The reason SLV213 is effective in both Chagas disease and Covid-19 – as well as other coronaviruses, and Nipah and Ebola – is due to its novel mechanism of action. “SLV213 is a small molecule cysteine protease inhibitor”, which particularly targets one class of human proteases, called cathepsins. These “play a role in cleaving the spike protein, which enables SARS-CoV-2 virus to enter the human cell where it reproduces”, explains Daley. Therefore, by inhibiting human cathepsins, SLV213 can prevent viral entry and reproduction, which ultimately causes Covid-19.
This viral entry mechanism is shared by other viruses and makes SLV213 a broad-spectrum antiviral. The mechanism of acting on human, rather than viral, proteases means SLV213 also differs from many of other antiviral drugs being developed against Covid-19. These are known as direct-acting antivirals as they focus on inhibiting viral proteins and proteases – examples include remdesivir and sofosbuvir.
Daley argues that a broad-spectrum antiviral that acts on a host protein could mean SLV213 is “less susceptible to viral resistance” than antivirals targeting the virus. Daley explains that “it would not be to the virus’s benefit to mutate in a way that it no longer engages the cathepsin proteins” to allow entry into the cell. Therefore, “as the SARS CoV-2 virus mutates, it’s reasonable to expect that this particular mechanism and [cell entry] pathway will remain in place”.
Its novel mechanism also means Selva is planning to study SLV213 in moderately symptomatic or asymptomatic patients initially. This an important patient group because, Daley notes, “as this pandemic progresses and more and more people are being tested and diagnosed at earlier stages of the disease, there is a need for treatments for these patients”, primarily to slow or inhibit the progression of the infection and disease. It is also possible that SLV213 could have potential as a prophylactic treatment for Covid-19.
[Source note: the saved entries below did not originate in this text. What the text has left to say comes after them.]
PR #6326, opened 2025-07-10
feat: support window transparency on Windows

Nerixyz:
Extends https://github.com/Chatterino/chatterino2/pull/6137 to work on Windows. I only tested this on Windows 11.

### DIFF
--- a/src/widgets/Window.cpp
+++ b/src/widgets/Window.cpp
@@ -50,6 +50,10 @@
 #include <QStandardItemModel>
 #include <QVBoxLayout>
 
+#ifdef Q_OS_WIN
+#    include <dwmapi.h>
+#endif
+
 namespace chatterino {
 
 Window::Window(WindowType type, QWidget *parent)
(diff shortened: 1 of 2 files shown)


8thony:
On Windows 10, the window buttons get glitched, but there is no transparency on the window.
I used the normal `Dark` theme and the `Transparent.json` from the linked PR.  
Tested on commit c513010
Note: You might have to restart for the buttons to get glitched.
<table>
<tr>
 <td>Dark
 <td>Transparent
<tr>
 <td>dark
 <td>transparent
</table>

Nerixyz:
> On Windows 10

Thank you for testing on Windows 10!

> the window buttons get glitched

One set of the window buttons is from Windows, because `WS_SYSMENU`, `WS_MAXIMIZEBOX`, and `WS_MINIMIZEBOX` are set. I don't remember if it's okay to unset these. 

> but there is no transparency on the window.

That's unfortunate. I can't really test on Windows 10 right now, so this will stay a draft for now.

> Note: You might have to restart for the buttons to get glitched.

That's a problem on Linux as well (the implementation only changes the window transparency when creating the window).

The need for combination therapies for Covid-19
Daley is very clear that both broad spectrum and direct acting antivirals have a role to play in fighting Covid-19.
“For a lot of viral diseases, there’s often not just one single treatment for all patients. Often there is more of a cocktail approach to treating viral diseases”, notes Daley. Human immunodeficiency virus is a notable example of this. “We think that is likely to be the case for SARS-CoV-2 as well”.
Selva believes that SLV213 would be a good candidate to combine with direct acting antivirals because “ours is the only cysteine protease inhibitor being advanced into clinical development for Covid-19”. However, direct acting antivirals would enable the inhibiting of virus replication itself which is important for “viruses that do make it into the cell.”
“There’s going to be a need for cocktail of treatments to address this disease while we’re waiting for widespread availability and administration of the vaccine. Our drug has a chance to be a really critical part of that treatment regimen”, concludes Daley.